*** Records for processing

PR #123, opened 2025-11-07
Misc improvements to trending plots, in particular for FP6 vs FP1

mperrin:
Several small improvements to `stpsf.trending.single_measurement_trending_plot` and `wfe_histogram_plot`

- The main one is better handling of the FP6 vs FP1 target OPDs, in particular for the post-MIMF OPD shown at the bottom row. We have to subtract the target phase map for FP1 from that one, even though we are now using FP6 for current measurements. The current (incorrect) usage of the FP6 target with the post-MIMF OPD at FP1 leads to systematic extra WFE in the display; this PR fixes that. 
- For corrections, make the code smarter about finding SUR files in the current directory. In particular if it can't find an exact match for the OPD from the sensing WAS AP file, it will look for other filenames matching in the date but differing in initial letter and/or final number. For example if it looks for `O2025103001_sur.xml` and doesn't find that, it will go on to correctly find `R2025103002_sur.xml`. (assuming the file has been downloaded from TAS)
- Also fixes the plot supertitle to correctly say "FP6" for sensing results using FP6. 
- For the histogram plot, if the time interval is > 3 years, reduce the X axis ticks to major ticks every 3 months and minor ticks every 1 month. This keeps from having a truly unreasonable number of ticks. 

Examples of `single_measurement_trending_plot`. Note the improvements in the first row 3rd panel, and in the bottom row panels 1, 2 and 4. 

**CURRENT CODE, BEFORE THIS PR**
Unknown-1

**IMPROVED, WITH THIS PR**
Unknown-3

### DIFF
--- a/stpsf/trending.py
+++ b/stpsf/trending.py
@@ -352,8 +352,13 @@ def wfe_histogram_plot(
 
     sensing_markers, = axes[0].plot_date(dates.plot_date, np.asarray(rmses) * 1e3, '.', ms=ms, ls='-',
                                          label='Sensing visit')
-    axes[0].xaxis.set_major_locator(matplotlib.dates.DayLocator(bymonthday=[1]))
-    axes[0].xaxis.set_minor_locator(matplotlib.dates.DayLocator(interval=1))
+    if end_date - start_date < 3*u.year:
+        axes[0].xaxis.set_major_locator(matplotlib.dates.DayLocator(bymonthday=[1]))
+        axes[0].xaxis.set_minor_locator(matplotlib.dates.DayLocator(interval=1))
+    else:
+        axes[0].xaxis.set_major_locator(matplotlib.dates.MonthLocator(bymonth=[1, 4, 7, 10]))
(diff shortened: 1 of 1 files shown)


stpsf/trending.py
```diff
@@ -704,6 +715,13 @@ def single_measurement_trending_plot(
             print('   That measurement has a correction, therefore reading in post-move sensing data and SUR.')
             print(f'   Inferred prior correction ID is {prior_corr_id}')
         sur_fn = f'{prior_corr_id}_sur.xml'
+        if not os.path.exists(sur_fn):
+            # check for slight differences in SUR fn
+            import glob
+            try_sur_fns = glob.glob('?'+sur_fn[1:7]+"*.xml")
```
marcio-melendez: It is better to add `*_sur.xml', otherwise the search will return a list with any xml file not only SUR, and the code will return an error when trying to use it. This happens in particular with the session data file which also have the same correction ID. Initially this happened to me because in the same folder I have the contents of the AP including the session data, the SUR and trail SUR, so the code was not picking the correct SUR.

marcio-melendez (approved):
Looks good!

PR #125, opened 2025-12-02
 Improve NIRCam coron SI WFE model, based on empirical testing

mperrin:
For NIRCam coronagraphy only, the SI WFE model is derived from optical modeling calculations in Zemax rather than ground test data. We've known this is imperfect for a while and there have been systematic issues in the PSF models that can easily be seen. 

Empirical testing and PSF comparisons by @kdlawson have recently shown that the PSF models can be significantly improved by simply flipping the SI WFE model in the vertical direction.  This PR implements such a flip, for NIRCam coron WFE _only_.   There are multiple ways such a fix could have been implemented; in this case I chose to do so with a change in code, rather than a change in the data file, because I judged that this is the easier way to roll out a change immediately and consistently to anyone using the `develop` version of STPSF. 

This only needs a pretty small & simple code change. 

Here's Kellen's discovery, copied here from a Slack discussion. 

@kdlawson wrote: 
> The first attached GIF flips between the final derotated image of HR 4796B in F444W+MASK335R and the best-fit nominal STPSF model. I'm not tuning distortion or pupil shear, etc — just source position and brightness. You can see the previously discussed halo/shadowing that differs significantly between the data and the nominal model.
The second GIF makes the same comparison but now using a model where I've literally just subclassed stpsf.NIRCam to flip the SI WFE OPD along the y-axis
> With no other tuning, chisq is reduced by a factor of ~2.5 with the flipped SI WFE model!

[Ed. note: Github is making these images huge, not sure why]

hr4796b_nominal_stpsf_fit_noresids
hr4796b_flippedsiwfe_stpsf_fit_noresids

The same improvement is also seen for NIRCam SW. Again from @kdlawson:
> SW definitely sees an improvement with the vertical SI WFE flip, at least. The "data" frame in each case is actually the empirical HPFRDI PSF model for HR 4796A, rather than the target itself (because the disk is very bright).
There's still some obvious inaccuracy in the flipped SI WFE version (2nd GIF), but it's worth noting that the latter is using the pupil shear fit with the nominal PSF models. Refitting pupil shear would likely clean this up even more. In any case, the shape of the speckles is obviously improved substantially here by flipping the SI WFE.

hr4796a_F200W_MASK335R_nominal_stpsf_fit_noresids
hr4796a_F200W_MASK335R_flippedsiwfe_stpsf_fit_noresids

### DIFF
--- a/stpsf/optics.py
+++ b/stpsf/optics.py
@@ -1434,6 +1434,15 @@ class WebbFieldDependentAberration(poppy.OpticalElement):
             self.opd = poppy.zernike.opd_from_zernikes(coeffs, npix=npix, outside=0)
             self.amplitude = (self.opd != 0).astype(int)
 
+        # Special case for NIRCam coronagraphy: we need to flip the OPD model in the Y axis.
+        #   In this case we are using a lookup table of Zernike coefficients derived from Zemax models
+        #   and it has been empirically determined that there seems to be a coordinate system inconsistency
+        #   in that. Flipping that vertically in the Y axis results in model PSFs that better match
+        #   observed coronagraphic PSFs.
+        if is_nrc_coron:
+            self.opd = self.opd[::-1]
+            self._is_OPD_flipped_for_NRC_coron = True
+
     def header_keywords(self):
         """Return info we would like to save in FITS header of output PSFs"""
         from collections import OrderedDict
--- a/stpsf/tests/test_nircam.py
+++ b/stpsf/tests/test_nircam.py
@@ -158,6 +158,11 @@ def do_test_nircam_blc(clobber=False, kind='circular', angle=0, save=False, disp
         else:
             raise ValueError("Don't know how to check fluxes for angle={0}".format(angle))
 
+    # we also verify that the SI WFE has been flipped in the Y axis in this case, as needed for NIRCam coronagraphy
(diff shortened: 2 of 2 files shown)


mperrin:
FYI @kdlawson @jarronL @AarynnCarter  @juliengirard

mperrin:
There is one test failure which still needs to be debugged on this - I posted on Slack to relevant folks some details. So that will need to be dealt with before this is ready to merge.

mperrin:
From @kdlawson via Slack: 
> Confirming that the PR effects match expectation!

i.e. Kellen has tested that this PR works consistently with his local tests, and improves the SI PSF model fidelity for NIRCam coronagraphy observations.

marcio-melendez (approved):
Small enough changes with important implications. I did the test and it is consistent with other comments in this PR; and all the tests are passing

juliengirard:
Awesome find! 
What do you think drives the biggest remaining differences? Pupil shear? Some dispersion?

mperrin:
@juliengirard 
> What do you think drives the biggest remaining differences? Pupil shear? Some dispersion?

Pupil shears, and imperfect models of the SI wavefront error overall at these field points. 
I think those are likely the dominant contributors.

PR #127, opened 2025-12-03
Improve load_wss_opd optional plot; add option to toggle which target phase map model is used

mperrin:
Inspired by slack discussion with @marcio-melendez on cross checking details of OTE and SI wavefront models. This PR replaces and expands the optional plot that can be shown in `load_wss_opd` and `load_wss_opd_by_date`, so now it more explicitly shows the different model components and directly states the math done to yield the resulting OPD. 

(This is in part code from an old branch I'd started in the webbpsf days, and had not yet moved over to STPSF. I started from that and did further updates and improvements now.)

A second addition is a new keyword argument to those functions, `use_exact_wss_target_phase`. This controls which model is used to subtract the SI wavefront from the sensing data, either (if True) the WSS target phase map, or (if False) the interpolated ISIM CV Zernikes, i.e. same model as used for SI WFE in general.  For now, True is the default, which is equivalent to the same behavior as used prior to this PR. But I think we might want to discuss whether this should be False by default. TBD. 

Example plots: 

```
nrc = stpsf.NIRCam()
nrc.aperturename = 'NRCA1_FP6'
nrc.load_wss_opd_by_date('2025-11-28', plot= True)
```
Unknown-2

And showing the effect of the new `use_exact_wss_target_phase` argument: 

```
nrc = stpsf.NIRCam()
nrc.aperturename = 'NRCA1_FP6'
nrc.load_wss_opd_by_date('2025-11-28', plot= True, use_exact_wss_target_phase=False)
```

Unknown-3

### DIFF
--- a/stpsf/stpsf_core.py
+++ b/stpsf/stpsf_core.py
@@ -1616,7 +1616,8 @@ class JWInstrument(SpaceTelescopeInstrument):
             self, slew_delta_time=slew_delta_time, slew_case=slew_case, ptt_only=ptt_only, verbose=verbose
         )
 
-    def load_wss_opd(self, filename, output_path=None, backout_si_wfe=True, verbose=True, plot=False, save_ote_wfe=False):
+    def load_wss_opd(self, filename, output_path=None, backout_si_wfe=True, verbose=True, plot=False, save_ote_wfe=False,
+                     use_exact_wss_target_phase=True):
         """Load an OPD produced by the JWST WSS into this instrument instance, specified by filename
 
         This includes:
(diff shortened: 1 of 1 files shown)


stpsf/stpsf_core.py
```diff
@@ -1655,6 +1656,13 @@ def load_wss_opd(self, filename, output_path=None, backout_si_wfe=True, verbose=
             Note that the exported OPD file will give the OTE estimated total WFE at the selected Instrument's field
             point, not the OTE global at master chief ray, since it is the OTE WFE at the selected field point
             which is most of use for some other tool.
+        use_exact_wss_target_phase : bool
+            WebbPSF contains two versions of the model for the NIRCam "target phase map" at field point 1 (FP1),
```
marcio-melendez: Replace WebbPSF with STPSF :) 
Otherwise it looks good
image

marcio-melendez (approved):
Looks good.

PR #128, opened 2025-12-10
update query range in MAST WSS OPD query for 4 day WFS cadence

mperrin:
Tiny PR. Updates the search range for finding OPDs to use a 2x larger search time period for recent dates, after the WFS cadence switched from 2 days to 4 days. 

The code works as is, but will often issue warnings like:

******

Task brief: Find every line above that contains the word "results", and return each one.

Completed exercise:
- Also fixes the plot supertitle to correctly say "FP6" for sensing results using FP6. 
+        #   in that. Flipping that vertically in the Y axis results in model PSFs that better match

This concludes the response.